The result for the industry has been an exceptionally fast growth rate. Cannabis research firm ArcView estimates that compound annual growth for the legal marijuana industry could be 30% through the end of the decade, whereas investment firm Cowen & Co. is calling for $50 billion in legal sales by 2026, which is good enough for a compound annual growth rate of nearly 24%.
Marijuana’s expansion is incredible. Still, it may not be as jaw-dropping and surprising as the study released by the Pew Research CenterOpens a New Window. last month that showed a surprising group of individuals who want to see marijuana legalized on a national scale.
Between May and August of 2016, Pew interviewed a national sample of more than 7,900 police officers in local police and sheriff departments with at least 100 sworn officers to get their opinion on whether or not marijuana should be legalized nationally. Pew’s findings showed that:
- 32% of the police officers believe cannabis should be legal for recreational and medical purposes nationally.

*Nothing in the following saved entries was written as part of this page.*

PR #231, opened 2015-08-24
move default contenttypes to "contenttypes" package.

jone:
:construction: Includes #230

    In order to cleanup up extras dependencies conditions, we move all
    things related to default content types into the subpackage
    ftw.simplelayout.contenttypes so that we can only include this package
    when the corresponding extras was installed.
    This makes it easier to not break Plone 4 installations without the
    contenttypes extras installed, because we have a clear separation for
    lib things and contenttype things.


jone:
```
error while rendering ftw.simplelyout.openlayers.support.for.blocks
```
test missing?

maethu:
@jone The Viewlet render bug is fixed in https://github.com/4teamwork/ftw.simplelayout/pull/232

maethu:
cc @buchi This should have "probably" no impact on plone 5 sites :bomb:

PR #233, opened 2015-08-25
Add css class to broken links after editing a block

elioschmutz:
@bierik Could you review my js?

- Add css class to broken links after editing a block
- Add css class to broken links after reloading a page if the logged-in user has edit permission

### DIFF
--- a/ftw/simplelayout/browser/resources/main.js
+++ b/ftw/simplelayout/browser/resources/main.js
@@ -7,7 +7,7 @@
       return global["xhr_" + $(".main-uploader").attr("id")]._filesInProgress > 0;
     };
     var markBrokenLinks = function(blocks) {
-      $("a.internal-link[href*='resolveuid']", $(blocks)).addClass("broken-link");
+      $("a.internal-link[href*='resolveuid']", blocks).addClass("broken-link");
     };
     var initializeColorbox = function() {
       if($(".colorboxLink").length > 0) {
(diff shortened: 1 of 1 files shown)


ftw/simplelayout/browser/resources/main.js
```diff
@@ -6,7 +6,9 @@
     var isUploading = function() {
       return global["xhr_" + $(".main-uploader").attr("id")]._filesInProgress > 0;
     };
-
+    var markBrokenLinks = function(blocks) {
+      $('a.internal-link[href*="resolveuid"]', $(blocks)).addClass("broken-link");
```
bierik: It seems that ``` blocks ``` are already DOM or jQuery elements otherwise you can name it ``` selector ```. So according to http://api.jquery.com/jquery/ there no need to wrap a DOM or jQuery element again for using it as context for a jQuery selector. So theres no need to wrap ``` blocks ``` again.

ftw/simplelayout/browser/resources/main.js
```diff
@@ -106,6 +108,10 @@
         $(simplelayout.options.source).sortable("disable");
       }
 
+      if (instance.settings.canEdit) {
+        markBrokenLinks($('.sl-block'));
```
bierik: Please use double quotes.

elioschmutz:
@bierik :+1:

jone:
Is this only marking links *within* blocks?
We probably also have to mark links *outside* of blocks, which would mean the javascript would have to be moved to a more general place (theme, policy, ...)

bierik:
When it's possible to add content without the simplelayout I would say too that the javascript has to get moved. In that case I think it's feature for the bear.

jone:
If it would be in the theme, we'd have to be able to make it customizable, I guess.
We'll need to implement it in the policy and register to the simplelayout events.

PR #235, opened 2015-08-25
Mapblock searchresults not working.

### LINKED ISSUE #229: MapBlock: Geo-Search triggers "overlay close"
Currently it's not possible to search for a place in the mapblock.

bierik:
Fixes #229 

Mapblock has triggered an overlay submit event instead of asynchronously
loading the location suggestions. The overlay's load method does not
instantly show the overlay. So if the speed is set to 0 make the overlay
visible manually before loading the overlay.

### DIFF
--- a/ftw/simplelayout/browser/resources/Overlay.js
+++ b/ftw/simplelayout/browser/resources/Overlay.js
@@ -46,6 +46,9 @@
       onCancelCallback: function(){},
       onSubmitCallback: function(){},
       open: function() {
+        if(this.settings.speed === 0) {
+          this.element.show();
+        }
         this.overlay.load();
         this.bindCloseEvents();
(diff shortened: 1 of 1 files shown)


maethu:
Well, would it be better to load the geo js stuff after the overlay is ready?

bierik:
According to https://github.com/4teamwork/ftw.simplelayout/blob/master/ftw/simplelayout/mapblock/browser/resources/mapblock.js#L12 the mapblock is loaded after the overlay is ready. But this is still to early. No idea why this event is not working properly.

bierik:
Fixed through https://github.com/OneGov/plonetheme.onegovbear/pull/53

bierik:
@maethu updated, sorry for the confusion

Issue #221, opened 2015-08-18
Translate hardcoded action labels.


mbaechtold:
Examples: "Move this layout around", "Delete this layout"

jone:
Also please change the englisch version of `Move this layout around`, sounds strange. `Move this layout` is sufficient.

bierik:
Fixed through https://github.com/4teamwork/ftw.simplelayout/pull/236

PR #236, opened 2015-08-25
Redesign for toolbox

bierik:
Make redesign for toolbox according to 
https://feedback.onegovbox.ch/t/platzierung-der-toolbox-im-neuen-simplelayout/29/10

bildschirmfoto 2015-08-25 um 16 02 49


bierik:
@jone rebased

jone:
There are no icons when simplelayout is installed without ftw.theming. What's the idea there?
bildschirmfoto 2015-08-26 um 14 13 53

ftw/simplelayout/browser/client/dist/simplelayout.css
```diff
@@ -445,50 +439,81 @@
...
+  margin-right: 15px;
+  background-color: #2c2c34;
+  padding: 4px 7px;
+  color: #fff;
+  border-radius: 2px;
+  float: right;
+  margin-top: -2px;
+  visibility: hidden;
+  opacity: 0;
+  transition: opacity .1s ease-in, margin-right .1s ease-out;
```
jone: I'd remove that. It feels much better without any transition. My two cents. :wink:

jone:
We really should add labels for "blocks", "layouts" and for each layout...
But we might want to add those along with fixing JS translations -> https://github.com/4teamwork/ftw.simplelayout/issues/221

bierik:
@jone I have no idea what is to do with the icons. Whats on your mind concerning ftw.theming. How do we handle updates generally for packages that have not installed ftw.theming? For example if we want to updated ftw.simplelayout where ftw.theming is not installed.

bierik:
@jone As for the animation. I like the animation. Imagine you add 10 blocks in 270 days. While trying to search the right block in the toolbox you hover 20 times over each label equals 100ms * 20 * 10 * 270 equals 1.5 hours a year you have to wait. Not considering that the author is getting faster every day.

maethu:
Ions:
How about going the plone way.

- By default ftw.simplelayout is using the icon configured on the FTI (incl. icon as images).
- The Integration may set the ICON EXPR on the FTI to 'empty' and you need to implement the icon on your own.

jone:
@bierik regarding the **animation**: it is not wait time in this case, I just perceive it as disturbing when quickly hovering over all the icons. I think it is much more pleasant when there is no animation. I see absolutely no benefit in having an animation there. It has no UI nor a UX purpose here. It tells me nothing and it does not make it look nicer, so I just think it is not necessary. :wink: 

**Icons:** variants
- stick with the default Plone FTI icon machinery
- add some default icons and register them with CSS as background
- or: how about just putting the first character of the translated type name there? e.g. `T` for textblock? This would fit with the layout numbering in terms of font / text, right?

maethu:
@jone 

Currently I'm for the easiest way to implement. Obviously using the first letter of the typename may clash with other Blocks. Of course also a solvable Problem (Like using two letters on a name clash. 

Another point:
Users will click on the blocks and the layouts, what should happen in this case?
imho a popup should appear with some simple instructions. 

I also would prefer to handle all translatable label/texts in python code, no JS. 
We have the addable_blocks_view, which is in use to render the addable blocks in the toolbox. 

I would recommend to rename this view into `toolbox_view`, or something similar and put all the necessary data into this json:

- Addable blocks  + Block Actions
- Layout Actions
- Translations

bierik:
I also prefer the easiest way for the icon labels (first two letter of the name) to not threaten the schooling.
Because we're all three available tomorrow it should be possible to move the layout actions and translations to the backend IMO.

@jone you're right I'm going to get rid of the animations.

PR #245, opened 2015-09-03
Add fix for firefox outline bug

elioschmutz:
Fixes https://github.com/4teamwork/bern.web/issues/583

Use ``` box-shadow ``` instead of ``` outline ``` for indicating drop areas.


bierik:
@elioschmutz test passed

PR #251, opened 2015-09-07
Fix layout issues

bierik:
Fixes: https://github.com/4teamwork/bern.web/issues/620

 - Display layouts in toolbox based on permission
 - Update layoutactions after block has been moved


maethu:
:sparkling_heart:

PR #262, opened 2015-09-30
Page get downloaded several times on reload through XHR.

bierik:
The ```blockInserted``` event was binded before the simplelayout DOM
structure got serialized. So every time when a block was
inserted a new Overlay was loaded. Because the URL for getting the form
was empty the whole page got downloaded.

Sorry for that :disappointed:


maethu:
@bierik 
:money_with_wings: :arrow_right: :pig2:

maethu:
I do not really understand what exactly is/was the issue. I just can say on my local machine the issue seems to be solved.

PR #264, opened 2015-10-01
Implement spinner for overlays.

bierik:
bildschirmfoto 2015-10-01 um 11 53 19


ftw/simplelayout/browser/resources/integration.default.css
```diff
@@ -24,6 +24,18 @@
   display: none;
 }
 
+.sl-spinner {
+  $spinner-size: 50px;
```
jone: What's that? Where is this used?

maethu:
I thought we said, that we DO NOT implement a overlay spinner in simplelayout, instead we use the one from plone. 

Because we can nod handle every usecase with the overlay spinner, for example adding new content, obviously can not use the overlay spinner, since the overlay is not yet here. To mix it up with the ajax spinner from plone may cause strange visuals. 

So we decided to use the spinner and it's implementation from the installed theme.

bierik:
@maethu correct this will be fixed through https://github.com/OneGov/plonetheme.onegovbear/pull/69

PR #237, opened 2014-12-29
Feature/sale distribution consumable

mbayopanda:
- In this PL we add the column `is_distributable` in the table `sale` in bhima.sql
- We list only distributions which are distributable (`si_distributable=1`) in `Stock_managment/Stock distribution` 
- We fixed the button `view sale details` in `Stock_managment/Stock distribution`


client/src/partials/stock/exit/distribution.js
```diff
@@ -67,9 +67,8 @@ angular.module('bhima.controllers')
 
     function startup(model) {
       angular.extend($scope, model);
-
+      $scope.ledger.data = $scope.ledger.data.filter(function (data) { return data.is_distributable[0] === 1; });
```
mbayopanda: The *function debtor* in **ledger.js** is used in more than one place, if i change the query clause 'where' it's will affect other place in the application.

jniles: Aha.  Okay, not a problem.

PR #246, opened 2015-01-03
Added ability to edit patient details

jmcameron:
The patient edit form allows the user to select a patient (using the 'find-patient' directive) and then switches to editng the selected patient.

All editing functionality is impemented except for swapping the debitor group.

This update includes an update to the 'location-select' directive that supports an 'initial-location' attribute.  Using the existing 'defaultVillage' attribute did not seem to work right for initial location values so I added the new option for 'initial-location' attribute.  This should be backwards compatible, although it may be possible to merge the functionality and only have one.


client/src/partials/patient_edit/edit_patient.html
```diff
@@ -0,0 +1,227 @@
...
+      <div class="col-xs-5">
+      </div> <!-- End column 5 row -->
+    </div> <!-- end row -->
+  </div>
+</main>
+
+<footer>
+  <div class="pull-right">
+    <a id="submitPatient" ng-click="updatePatient()"
+       ng-disabled="session.failedSessionValidation || location.$invalid || details.$invalid"
```
jniles: Is it possible to take the `$invalid` logic like this out of the template?  Maybe include them as part of the session.failedSessionValidation check?

client/src/partials/patient_edit/edit_patient.js
```diff
@@ -0,0 +1,269 @@
...
+  '$routeParams',  
+  '$translate',
+  'connect',
+  'validate',
+  'messenger',
+  'util',
+  'appstate',
+  function ($scope, $routeParams, $translate, connect, validate, messenger, util, appstate) {
+    var dependencies = {},
+        original_patient_data = null,
```
jniles: For JS variables, we prefer to us mixedCase.  Unfortunately, the database is constructed using underlines_not_spaces syntax, so we cannot get away from the underlines in some cases.  Could you change `original_patient_data` and `editable_fields`, etc, to mixedCase?

client/src/partials/patient_edit/edit_patient.js
```diff
@@ -0,0 +1,269 @@
...
+    $scope.initialiseEditing = function initialiseEditing (selectedPatient) {
+      if (selectedPatient && 'uuid' in selectedPatient && selectedPatient.uuid) {
+        patient_uuid = $scope.patient_uuid = selectedPatient.uuid;
+	dependencies.patient.query.where[0] = 'patient.uuid=' + patient_uuid;
+	validate.process(dependencies)
+	  .then(startup);
+	session.mode = 'edit';
+      }
+      else {
+	messenger.danger($translate('ERR_MISSING'));
```
jniles: I cannot find a translation for this?  Could you add a namespaced translation in en.json?

client/src/partials/patient_edit/edit_patient.html
jmcameron: I do not know how to access the 'location' form from within the 'patientEdit' controller.  I'll fix the other things and then get with you to do this later as a separate pull request.  I have a few other cleanup things that I can do at the same time.

client/src/partials/patient_edit/edit_patient.js
jmcameron: I did not realize that 'ERR_MISSING' was not translated.  I copied it from 'swap_debtor'.
I will add a translation for this, but I'm having second thoughts on exposing this internal and hopefully-rare error to end users.   If we decide not to expose this, I'll add it to my next round of improvements on the form (in another pull request).

client/src/partials/patient_edit/edit_patient.html
jniles: Okay, sounds good.

client/src/partials/patient_edit/edit_patient.js
jniles: Sounds like a discussion we should all have as a team.  We can add that discussion to the agenda.

PR #253, opened 2015-01-05
Fix translation fr

lomamech:
Fixing translation error on fr.json


client/src/i18n/fr.json
```diff
@@ -511,168 +511,6 @@
     "ALL_PROJECTS" : "Tous Projets"
   },
 
-  "PATIENT_STANDING"     : {
```
jniles: Why was this all deleted?

PR #256, opened 2015-01-05
Feature/edit patient cleanup

jmcameron:
Implemented several updates to the edit patient form, including modifying/adding patient database columns.  See the commmits for details.


client/src/partials/patient_edit/edit_patient.html
```diff
@@ -41,7 +41,7 @@
                   <div class="form-group" >
                     <label for="patient-dob" class="col-xs-3 control-label">{{ "PATIENT_REG.DOB" | translate }}</label>
                     <div class="col-xs-9">
-                      <input required id="patient-dob" type="date" class="form-bhima" ng-model="patient.dob" min="1900-01-01" max="{{ getMaxDate() }}">
+                      <input required id="patient-dob" type="date" class="form-bhima" ng-model="patient.dob" min="{{ getMinDate() }}" max="{{ getMaxDate() }}">
```
jniles: Would it be possible to cache both of these in a scope variable, rather than in a function?  Angular will call `getMinDate()` and `getMaxDate()` (which doesn't change after module load) repeatedly when redrawing the view.  Something like `session.minHtmlDate` and `session.maxHtmlDate` could be calculated and exposed to the view on module load.  I'm pretty sure this is a lighter weight solution.

client/src/partials/patient_edit/edit_patient.js
```diff
@@ -96,38 +99,43 @@ angular.module('bhima.controllers')
...
+      $scope.patient.current_location_id = uuid;
     };
 
+
+    // Validate the dates and locations
     function customValidation() {
-      var dates = validateDates();
-      var locations = validateLocations();
+      var badDOB = invalidDOB();
+      var badLocations = invalidLocations();
```
jniles: This is much more semantic.  Awesome!

client/src/partials/patient_edit/edit_patient.html
jmcameron: Ok, I updated the pull request as requested.  I just put them in $scope.  Let me know if you prefer them in session.

PR #265, opened 2015-01-06
Debitor Group Update

lomamech:
Changing the structure of table debitor_group, Updated of reauest for  inclusion of the column lock for table debitor_group and prevent billing for a patient belonging to a locked debitor_group


server/models/bhima.sql
```diff
@@ -498,12 +498,10 @@ create table `debitor_group` (
   `name`                varchar(100) not null,
   `account_id`          int unsigned not null,
   `location_id`         char(36) not null,
-  `payment_id`          tinyint unsigned not null default '3',
```
jniles: `payment_id` references the table `payment`.  You can remove the table `payment` as well, since it is no longer being used.

jniles: Also, since you have made several SQL changes, can you provide update files, like @jmcameron to help ease database migration?

jniles:
@lomamech , the files `server/models/updates/2015-01-05-mod-03.sql` and `server/models/updates/2015-01-05-mod-02.sql` were deleted by @jmcameron in a previous pull request, and you have re-added them.  Please delete them in a new commit and I can merge this pull request.

jniles:
This looks much better, thanks.

PR #266, opened 2015-01-06
Update Fiscal Year Creation

jniles:
In this PR:
  - Fixed bugs:
     - Correct number of periods displayed
     - Dates normalized between the client and server
  - Added edit fiscal year functionality
  - The client sends a post request with all data at once, rather than a staggered fetch/post for opening balances
  - Only set opening balances for the first year created
  - User now sets the parent fiscal year
  - Removed confusing "view opening balances" functionality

- 37% of police officers want to see marijuana legalized nationally for medical use only.
- 30% of police officers believe pot should remain illegal nationally.
You’ll note that rounding keeps the figures from adding perfectly to 100%, but that by more than a two-to-one margin police officers around the country would prefer to see marijuana at least legalized for medical use. Though within the margin of error of two to three percentage points, fully legalizing the drug is also slightly more popular than keeping it entirely illegal. Consistent with other previous studies, younger police officers are considerably more likely to favor some form of legalization than older police officers (ages 50 and up).
It’s worth pointing out that police officers were still notably more conservative in their views than the general public. Pew questioned more than 4,500 adults between August and September 2016 and found that 49% wanted to see cannabis legalized for recreational and medical purpose; 35% wanted to see it legalized for medical use only; and just 15% opposed its national legalization. Once again, rounding keeps these figures from adding to 100%.
Even with the support of police, cannabis remains a dicey investment
However, even with the surprising support of law enforcement, it’s unlikely that we’re going to see any changes to the scheduling of cannabis at the federal level anytime soon.
For those who may not recall, the U.S. Drug Enforcement Agency had the opportunity to review two petitions to reschedule marijuana last summer, ultimately choosing to leave the current scheduling untouched. The DEA deemed that there was insufficient safety and efficacy data available for review, and thus decided to leave pot as an illegal substance. Considering how long it can take for petitions to make their way to the DEA, it’s unlikely the regulatory agency will be revisiting pot’s status in the near future.
Interestingly enough, the DEA’s ruling also exposed perhaps the greatest irony of the debate surrounding whether or not marijuana should be legalized nationally. Both the DEA and lawmakers in Washington want more safety and efficacy data that they can comb through to make a smart decision on marijuana’s future. Yet this data is extremely hard to come by as long as access to cannabis remains highly restricted by the DEA’s schedule 1 status. Though we’ve witnessed some easing of the research restrictions of marijuana at the federal level, it’s still far from being considered open clinical research.
In short, it means the marijuana industry should expect to continue dealing with the burdens of a schedule 1 status for some time to come. This means accepting the fact that access to basic banking services, such as a checking account and lines of credit, will remain limited at best, and coming to terms with the fact that normal business deductions will remain out of reach as long as businesses are selling a federally illegal substance. For the investor, these two inherent disadvantages could be enough to stay on the sidelines until big changes are made at the federal level.